Issue #1346, opened 2023-12-07
Add git commit hash to version info


timvaillancourt:
Both the `--version` flag and `starting gh-ost %+v` logs do not include the git hash of the build, which would make it easier for someone to understand exactly what code they're running

This is a feature request to add the git commit hash to these areas of the code

PR #1347, opened 2023-12-07
Include git commit in version

timvaillancourt:

Related issue: https://github.com/github/gh-ost/issues/1346

### Description

This PR adds the git commit hash to the version info `gh-ost` returns using the `--version` flag and in the logs at startup time


meiji163 (approved):

timvaillancourt:
@meiji163 thanks for the review. I made one small change to make the `--version` output change less-breaking in case someone is parsing that output in script, etc

meiji163 (approved):

Issue #1366, opened 2024-01-11
When the binlog file is larger than 4G, data loss occurs


dongwenpeng:
Hi, When the binlog file is larger than 4G, data loss occurs. 

MySQL allows a single binlog file to be larger than 4G, and in the MySQL source code, the binlog event end_log_pos field type is defined as uint32, with a maximum storage of 4G. Therefore, when a single binlog file is larger than 4G, the end_log_pos field storage will overflow and be used cyclically.

Try to use mysqlbinlog to parse a binlog file larger than 4G, example:

```
#202409 20:06:42 server id 100  end_log_pos 4294954865 CRC32 0x5e0195d9         Update_rows: table id 266
# at 4294954865
#202409 20:06:42 server id 100  end_log_pos 4294962881 CRC32 0x2f0b79cc         Update_rows: table id 266
# at 4294962881
#202409 20:06:42 server id 100  end_log_pos 3601 CRC32 0x2f367261       Update_rows: table id 266
# at 4294970897
#202409 20:06:42 server id 100  end_log_pos 11617 CRC32 0xb1ac6949      Update_rows: table id 266
```

When end_log_pos reaches 4294962881, the next event end_log_pos overflows to 3601 and becomes smaller.

### Why data is lost

In the handleRowsEvent method of the gh-ost code, which is used to process a DML event, there is a logic used to judge: if the currently received event end_log_pos value is less than or equal to the last executed event end_log_pos value, the current event will be ignored. When the binlog file is larger than 4G, all events larger than 4G will be discarded due to event end_log_pos overflow storage.

```
// StreamEvents
func (this *GoMySQLReader) handleRowsEvent(ev *replication.BinlogEvent, rowsEvent *replication.RowsEvent, entriesChannel chan<- *BinlogEntry) error {
	if this.currentCoordinates.SmallerThanOrEquals(&this.LastAppliedRowsEventHint) {
		this.migrationContext.Log.Debugf("Skipping handled query at %+v", this.currentCoordinates)
		return nil
	}
        ...
        // Execute event
	...
        // Record the position information of the last executed event
	this.LastAppliedRowsEventHint = this.currentCoordinates
	return nil
}
```

### The reason why binlog is larger than 4G

When there is a big row in the data table, too many chunks at a time may cause a large transaction (assuming the transaction is larger than 4G), or the business itself has a large transaction. A transaction is written to a single binlog file.

### Group commit and binlog

[...]

PR #1367, opened 2024-01-17
Fix binlog end log pos over lost data

shaohk:
Related issue: https://github.com/github/gh-ost/issues/1366

### Description

This PR [Fix binlog end log pos over lost data]


dikang123:
when will this PR be merged?

timvaillancourt:
@shaohk thanks a lot for this PR, this sounds like a difficult problem to debug!

Can you think of any ways that this check can be tested in go unit tests? I wonder if a test could:
1. Test that a normal `*replication.RowsEvent` event will be accepted
2. Test that an oversized `*replication.RowsEvent` event it not accepted

Luckily, `handleRowEvents` doesn't need a real MySQL server as it pushes events to `entriesChannel chan<- *BinlogEntry`, which should make this relatively simple to test

timvaillancourt (changes requested):
Looks good! Added one comment requesting unit tests 🙇

shaohk:
> @shaohk thanks a lot for this PR, this sounds like a difficult problem to debug!
> 
> Can you think of any ways that this check can be tested in go unit tests? I wonder if a test could:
#####
Task requirements: Where a line of the data holds "like", show that line.

Result for this exercise:
@shaohk thanks a lot for this PR, this sounds like a difficult problem to debug!
> @shaohk thanks a lot for this PR, this sounds like a difficult problem to debug!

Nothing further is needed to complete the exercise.